Your vote here currently yields a lot of power and I suspect that this is part of the appeal to HN.<p>BTW, voting power could be reduced to enhance the quality of what gets to the front page by encouraging more people to vote on new submissions as reddit does.  Namely, reddit shows a new submission at the top of the list on the front page to encourage more people to vote on it.
======
jacquesm
That would depend on how fast the new submissions were coming in. I suspect
that at some level of popularity the current model would break and you would
simply have to split up the site along thematic lines.

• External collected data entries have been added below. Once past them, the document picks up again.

PR #502, opened 2019-02-26
Remove polymorphic variants from IR, pattern matching compiler, and queries

frank-emrich:
exterminate, exterminate!!!
(to be read in Dalek voice)


core/ir.ml
```diff
@@ -39,103 +39,101 @@ type location = CommonTypes.Location.t
...
+  | Case of (value * (binder * computation) name_map * (binder * computation) option)
+  | If of (value * computation * computation)
+and fun_def = (binder * (tyvar list * binder list * computation) * binder option * location)
 and binding =
-  [ `Let of binder * (tyvar list * tail_computation)
-  | `Fun of fun_def
-  | `Rec of fun_def list
-  | `Alien of (binder * name * language)
-  | `Module of (string * binding list option) ]
+  | Let of (binder * (tyvar list * tail_computation))
```
dhil: I think we should get rid of the needless boxing before merging this, e.g. drop the outermost parentheses (with regular variants they have performance implications).

dhil: Or if you solemnly swear to remove the parentheses in a follow-up PR, then I will not object to merging this now.

frank-emrich:
I intended to do that in a separate PR, as the current state reflects how things were before. But I can also make the necessary changes part of this PR


________________________________

core/ir.ml
frank-emrich: done!

jstolarek: Why are the outermost parentheses a problem? I'm asking cause I introduced a fair amount of this in my refactoring. The reason was that with polymorphic variants I had something like:

```OCaml
type foo = [ `A of int * int ]

match f with 
  | `A a -> ()
```
After converting `foo` to an ordinary variant the pattern match `A a` was no longer valid, with compiler reporting an error that `A` expects two arguments but was only give one. My solution was to introduce parentheses around the arguments in the datatype definition:

```OCaml
type foo = A of (int * int)
```

dhil: > Why are the outermost parentheses a problem?

They introduce an extra box. For regular variants the code produced by following snippets differ
```
type t = Foo of int * int | Bar
let _ = Foo (2,3)
```
and
```ocaml
type t = Foo of (int * int) | Bar
let _ = Foo (2,3)
```
The former is represented `[0: 2 3]` at runtime, whilst the latter is represented as `[0: [0: 2 3]]`, that is there is an extra box. For polymorphic variants this doesn't matter because the constructor arguments are always boxed.

jstolarek: What if I said `type t = Foo of ((((((int * int)))))) | Bar`? Would it mean six additional layers of indirection?

dhil: > type t = Foo of ((((((int * int)))))) | Bar

No, only the first pair of parentheses have a semantic effect in this example.

dhil: However, 
```ocaml
type t = Foo of ((((((int * int)))) * bool)) | Bar
let _ = Foo ((2,3), true)
```
would be represented as `[0: [0: 2 3] 1a]` at runtime.

jstolarek: Good to know. I was about to ask about all of this on the last dev meeting but we ran out of time.

I'll remove these extra parentheses in Sugartypes in near future.

frank-emrich:
I have now extended this PR to also remove polymorphic variants from all query related files, yielding changes in:
query.ml, evalQuery.ml, evalNestedQuery.ml, and sql.ml

frank-emrich:
There was a pre-existing bug where the .mli files in the query subdirectory were ignored by dune and thus got out of sync with the existing implementations. I've updated the files (most notably query.mli) and re-enabled them in dune.

core/buildTables.ml
```diff
@@ -52,7 +53,7 @@ struct
         let rec bind o =
           function
             | [] -> o
-            | (`Let (x, _))::bs ->
+            | (Ir.Let (x, _))::bs ->
```
jstolarek: That constructor is prefixed with `Ir.` but other in this file are not. Accidental or on purpose?

core/closures.ml
```diff
@@ -373,11 +374,11 @@ struct
   let binder (x, (t, name, _)) = (x, (t, name, `Global))
   let fun_def (f, lam, z, location) = (binder f, lam, z, location)
   let binding = function
-    | `Let (x, body) -> `Let (binder x, body)
-    | `Fun def -> `Fun (fun_def def)
-    | `Rec defs -> `Rec (List.map fun_def defs)
-    | `Alien (x, n, language) -> `Alien (binder x, n, language)
-    | `Module _ -> failwith "unimplemented"
+    | Ir.Let (x, body) -> Ir.Let (binder x, body)
```
jstolarek: Are there name clashes only on some constructors? I tried to avoid prefixing only some of the constructors, i.e. I would either prefix all or none. Will adding a type signature on `binding` allow to avoid quantifiers (probably not)? Also, I only see `Ir` being open in this module, so what do the constructor names clash with? Are there local opens?

core/closures.ml
```diff
@@ -387,7 +388,7 @@ module ClosureConvert =
 struct
 
   let close f zs tyargs =
-    `Closure (f, tyargs, `Extend (List.fold_right
+    Ir.Closure (f, tyargs, Ir.Extend (List.fold_right
```
jstolarek: Same questions here.

core/compilePatterns.ml
```diff
@@ -13,21 +13,6 @@ open Utility
...
-| `Negative of StringSet.t
-| `Record   of (pattern StringMap.t) * pattern option
-| `Constant of Constant.t
-| `Variable of binder
-| `As       of binder * pattern
-| `HasType  of pattern * Types.datatype
-]
-    [@@deriving show]
-
 module Const = struct
```
jstolarek: Perhaps instead of having another module for representing constants we could extend existing module `CommonTypes.Constant` with `compare` function and use it instead?

core/compilePatterns.ml
```diff
@@ -218,40 +236,40 @@ open CompileEq
 let show_pattern_compilation = Basicsettings.CompilePatterns.show_pattern_compilation
 
 type annotation = [`Binder of binder | `Type of Types.datatype] list
```
jstolarek: Maybe untick this datatype?

core/evalir.ml
```diff
@@ -138,20 +138,20 @@ struct
 
   (** {0 Evaluation} *)
   let rec value env : Ir.value -> Value.t = function
-    | `Constant (Constant.Bool   b) -> `Bool b
-    | `Constant (Constant.Int    n) -> `Int n
-    | `Constant (Constant.Char   c) -> `Char c
-    | `Constant (Constant.String s) -> Value.box_string s
-    | `Constant (Constant.Float  f) -> `Float f
-    | `Variable var -> lookup_var var env
+    | Constant (Constant.Bool   b) -> `Bool b
```
jstolarek: `Value.t` is another candidate for conversion to a normal variant. But not in this patch, I think.

core/ir.ml
```diff
@@ -99,43 +97,43 @@ and handler = {
...
     | [] -> v
-    | _ -> `TApp (v, tyargs)
+    | _ -> TApp (v, tyargs)
 
-let letm (b, tc) = `Let (b, ([], tc))
-let letmv (b, v) = letm (b, `Return v)
-(*let letv (b, v) = `Let (b, `Return v)*)
+let letm (b, tc) = Let (b, ([], tc))
+let letmv (b, v) = letm (b, Return v)
+(*let letv (b, v) = Let (b, Return v)*)
```
jstolarek: Maybe just delete if unused?

core/buildTables.ml
frank-emrich: good catch!

core/closures.ml
frank-emrich: Agreed, this should be more consistent. I usually tried not to open entire modules globally inside of modules, but either qualify all constructors or open the necessary modules locally, similar to how you did it in the frontend. This spurious qualification is a result of me experimenting around, removed it.

core/closures.ml
frank-emrich: removed this

core/compilePatterns.ml
frank-emrich: yepp, overlooked this one, done now

core/ir.ml
frank-emrich: Done

core/evalir.ml
frank-emrich: Indeed! However, it is actually used as a polymorphic variant in value.ml and will require some additional work in order to become a regular datatype.

core/compilePatterns.ml
frank-emrich: Okay, I've given CommonTypes.Constant a derived compare function. This should actually be faster than the polymorphic Pervasives.compare function.

jstolarek:
I have this in my review queue, but I'm afraid it'll have to wait until tomorrow - still working on #498.

frank-emrich:
No worries, this PR isn't urgent

core/evalir.ml
```diff
@@ -549,26 +549,26 @@ struct
...
+          | Alien _ ->
             computation env cont (bs, tailcomp)
-          | `Module _ -> failwith "Not implemented interpretation of modules yet"
+          | Module _ -> failwith "Not implemented interpretation of modules yet"
   and tail_computation env (cont : continuation) : Ir.tail_computation -> result = function
-    | `Return v      -> apply_cont cont env (value env v)
-    | `Apply (f, ps) -> apply cont env (value env f, List.map (value env) ps)
-    | `Special s     -> special env cont s
-    | `Case (v, cases, default) ->
+    | Ir.Return v      -> apply_cont cont env (value env v)
```
jstolarek: Redundant or required? Also, alignment of `->` is off.

core/ir.ml
```diff
@@ -39,58 +39,56 @@ type location = CommonTypes.Location.t
   [@@deriving show]
 
 type value =
-  [ `Constant of Constant.t
-  | `Variable of var
-  | `Extend of (value name_map * value option)
-  | `Project of (name * value)
-  | `Erase of (name_set * value)
-  | `Inject of (name * value * Types.datatype)
+  | Constant of Constant.t
```
jstolarek: I'd align `of` in one column so that the declaration is visually more pleasant to read. Hint: in Emacs you can use `M-x align-regexp` on a block of text.

core/ir.mli
```diff
@@ -40,57 +40,56 @@ type location = CommonTypes.Location.t
 (* INVARIANT: all IR binders have unique names *)
 
 type value =
-  [ `Constant of Constant.t                   (* constant: c *)
-  | `Variable of var                          (* variable use: x *)
-  | `Extend of value name_map * value option  (* record extension: (l1=v1, ..., lk=vk|r) or (l1=v1, ..., lk=vk) *)
-  | `Project of name * value                  (* record projection: r.l *)
-  | `Erase of name_set * value                (* erase fields from a record: r\{ls} *)
-  | `Inject of name * value * Types.datatype  (* variant injection: L(v) *)
+  | Constant of Constant.t                      (* constant: c *)
```
jstolarek: Same here

core/irtojs.ml
```diff
@@ -108,7 +109,7 @@ let __kappa = "__kappa"
   _plus, _minus, etc.
     curried function versions of the standard arithmetic operators
   LINKS.XML(tag, attrs, children)
-    create a DOM node with name `tag'
+    create a DOM node with name tag'
```
jstolarek: I think this was meant to be a quote :-)

core/query/evalQuery.ml
```diff
@@ -50,9 +51,14 @@ struct
      duplicated and ensuring that we order by all occurences of them -
      e.g. by converting tail generators to non-tail generators. *)
 
-  type order_index = [ `Val of Q.t | `Gen of gen | `TailGen of gen
-                     | `DefVal of Primitive.t | `DefGen of gen | `DefTailGen of gen
-                     | `Branch of int ]
+  type order_index =
```
jstolarek: Align `of`

core/query/query.ml
```diff
@@ -1,56 +1,71 @@
...
-let _show_env = show_env (* Generated by ppx_deriving show *)
+module Lang =
+struct
+
+  type base_type = | Bool | Char | Float | Int | String
+
+  type tag = int
+      [@@deriving show]
+
+  type t =
```
jstolarek: Align `of`.

core/query/query.ml
```diff
@@ -85,122 +100,132 @@ let used_database v : Value.database option =
...
     match v with
-      | `Concat vs -> comprehensions vs
+      | Q.Concat vs -> comprehensions vs
       | v -> used v
 
 module S =
 struct
+
   (** [pt]: A printable version of [t] *)
   type pt =
```
jstolarek: Align `of`.

core/query/query.mli
```diff
@@ -1,74 +1,70 @@
...
-    | `Primitive of string
-    | `Var of (Var.var * Types.datatype StringMap.t) | `Constant of Constant.constant ]
-and env = Value.env * t Env.Int.t
-  [@@deriving show]
+  type base_type = | Bool | Char | Float | Int | String
+
+  type tag = int
+      [@@deriving show]
+
+  type t =
```
jstolarek: Align `of`.

core/query/sql.ml
```diff
@@ -2,17 +2,17 @@ open Utility
 open CommonTypes
 
 type query =
```
jstolarek: Align `of`.

core/compilePatterns.ml
```diff
@@ -13,42 +13,59 @@ open Utility
...
-| `Constant of Constant.t
-| `Variable of binder
-| `As       of binder * pattern
-| `HasType  of pattern * Types.datatype
-]
+module type CONSTSET = Set with type elt = Constant.t
+module ConstSet = Set.Make(Constant)
+module ConstMap = Map.Make(Constant)
+
+module Pattern =
```
jstolarek: I tend to write:

```
module Patter = struct
  type t = ...
```
and I think this is formatting used in many places in our code.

Maybe that points has already been passed, hard to tell, the line is pretty
blurry.

The bigger power is the 'flag' option vs the voting, voting changes the
ordering of things, flagging changes what gets to be voted on. But even that
has its limits, <http://news.ycombinator.com/item?id=823567> and
<http://news.ycombinator.com/item?id=823568> are still active three hours
after being flagged.

------
knieveltech
If HN was more popular I'd probably look elsewhere for my news.

------
jrwoodruff
I think (if I'm not mistaken) that your vote is also weighted according to
your Karma level? Which would mean that even if it were more popular, your
vote could still yield a lot of power, and if you were a noob, you would have
to comment and vote to improve your karma for the sake of achieving
significant power. So, yes.

I think that's part of why I participate here, and pretty much nowhere else.
Not to put words in his mouth, but PG seems focused on community building with
HN, and every aspect of the site, from the design to the functionality seems
geared toward that. Hopefully those features will stand up to popularity and
not be overpowered by dumb-masses, if you will.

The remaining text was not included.